RedBall Acquisition, Seatgeek, Mutually Agree To Terminate Business Combination Agreement Due To Unfavorable Market Conditions
RedBall Acquisition Corp. ("RedBall") (NYSE:RBAC), a publicly traded special purpose acquisition company, and SeatGeek, the technology platform that is transforming the live event experience for fans, teams, and venues, announced today that on May 31, 2022 the companies have mutually agreed to terminate their previously announced business combination agreement and plan of reorganization (the "Business Combination Agreement") with immediate effect.
The parties decided to terminate the Business Combination Agreement as a result of current unfavorable market conditions, particularly impacting growth technology companies.
Andy Gordon, Partner at RedBird Capital, on behalf of RedBall, said, "SeatGeek is a great technology company with a proven track record of growth and strong momentum. However, given current market conditions, it was mutually determined that the best option for all parties at this time is for SeatGeek to remain private. We wish this incredible team continued success."

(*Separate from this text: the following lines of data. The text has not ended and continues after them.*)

PR #4232, opened 2022-08-22
TW-531 MFA docs

claireriley:
Includes:
* Setting up 2FA
* Turning off 2FA
* Minor adjustments to sign in flow

Note: We're avoiding the term "disable" in docs so that is only used in button labels (see "Inclusive Language" in TW Confluence)


src/pages/docs/getting-started/postman-account.md
```diff
@@ -105,14 +109,46 @@ If you're on an Enterprise plan, you must contact your Team Admins to update the
...
 
 If you aren't signed in to your Postman account, you can recover your username or reset your password from the [**Sign In**](https://identity.getpostman.com/login) page. Select __Trouble signing in?__ Enter your account email, select the __I'm not a robot__ box, and select __Submit__. Postman will send you an email with instructions for recovering access to your account.
 
 > If you still have trouble logging into your Postman account, contact [Postman support](https://support.postman.com/hc/en-us).
 
 If you're on an Enterprise plan, you must contact your Team Admins to update the password associated with your Postman account.
 
+#### Setting up two-factor authentication
+
+If you don't sign into Postman through SSO or Google authentication, you can set up two-factor authentication for your account:
```
ArjunSingh-PM, line 122: IMO, we should reword this to specify when you can setup 2FA rather than when you can not. 

"If you sign in to Postman using a username/email and password, you can set up two-factor authentication for your account:"

CC @Suhas-Gaikwad

ArjunSingh-PM (approved):
Thanks, Claire. the doc changes look good. I have added a minor comment.

petewitcher (approved):
LGTM

src/pages/docs/getting-started/postman-account.md
```diff
@@ -105,14 +109,46 @@ If you're on an Enterprise plan, you must contact your Team Admins to update the
...
 
 If you aren't signed in to your Postman account, you can recover your username or reset your password from the [**Sign In**](https://identity.getpostman.com/login) page. Select __Trouble signing in?__ Enter your account email, select the __I'm not a robot__ box, and select __Submit__. Postman will send you an email with instructions for recovering access to your account.
 
 > If you still have trouble logging into your Postman account, contact [Postman support](https://support.postman.com/hc/en-us).
 
 If you're on an Enterprise plan, you must contact your Team Admins to update the password associated with your Postman account.
 
+#### Setting up two-factor authentication
+
+If you sign into Postman using a username/email and password, you can set up two-factor authentication for your account:
```
MatthewPinsker-postman, line 122: Since we use "2FA" to abbreviate "two-factor authentication", what do you think about defining this abbreviation next to the first occurrence of "two-factor authentication"?

For example: `If you've set up [two-factor authentication](#setting-up-two-factor-authentication) (2FA), Postman will...`

src/pages/docs/getting-started/postman-account.md
```diff
@@ -105,14 +109,46 @@ If you're on an Enterprise plan, you must contact your Team Admins to update the
...
+
+1. Open your [account settings](https://go.postman.co/settings/me/account/) page by selecting your avatar in the upper-right corner > **Settings** > **Account**.
+1. Select **Enable 2FA**.
+
+    > Enabling 2FA will revoke all of your [active Postman sessions](/docs/getting-started/postman-account/#managing-your-active-sessions).
+
+1. Install an authenticator app on your phone if you don't have one available, and have your password on hand.
```
MatthewPinsker-postman, line 129: What do you think about using something like "available" instead of "on hand"? My concern is that "on hand" is a phrase that might not be clear to people reading in a second language.

src/pages/docs/getting-started/postman-account.md
```diff
@@ -105,14 +109,46 @@ If you're on an Enterprise plan, you must contact your Team Admins to update the
...
+1. Select **Continue**.
+1. Enter your password and select **Verify**.
+1. Link your authenticator app by scanning the QR code, then enter the 6 digit authentication code generated by your app and select **Next**.
```
MatthewPinsker-postman, line 132: It's my understanding that scanning a QR code is not the only way to link an authenticator app. I believe you can also enter an activation code generated from the application you are linking to. This might depend on the authenticator app you are using.

To make this step more generic, what do you think about removing the following: `by scanning the QR code`?

MatthewPinsker-postman (approved):
Looks good to me! I added a few inline questions. Thanks!

HeatherStenson (approved):
Looks great! +1 on Matthew's notes in the "Setting up" section 🍊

Jack Groetzinger, SeatGeek CEO and Co-Founder, said, "Given the volatility in the public markets, together, we determined that a termination of the business combination was in the best interest of all parties. We have a tremendous amount of respect for the great team at RedBall and appreciate their partnership throughout the process. SeatGeek recently announced two record-breaking quarters – Q3 and Q4 of 2022 – and we remain confident in our continued long-term growth trajectory."
As required by Cayman Islands law, RedBall will convene the extraordinary general meeting of RedBall's shareholders scheduled to be held on June 1, 2022 to approve the proposed business combination. However, as a result of the termination of the Business Combination Agreement, at the extraordinary general meeting, RedBall intends that none of the proposed resolutions to approve the Business Combination Agreement and the connected matters concerning the transactions contemplated thereby would be put forward for the consideration and approval of RedBall's shareholders and that the extraordinary general meeting would be adjourned indefinitely. In light of the termination of the Business Combination Agreement, the proposed business combination will not be concluded and any ordinary shares submitted for redemption will not be redeemed at this time and will be returned to the respective holder, broker or bank in the manner described in the definitive proxy statement for the extraordinary general meeting.
Additional information about the termination of the Business Combination Agreement will be provided in a Current Report on Form 8-K to be filed by RedBall with the U.S. Securities and Exchange Commission and available at www.sec.gov.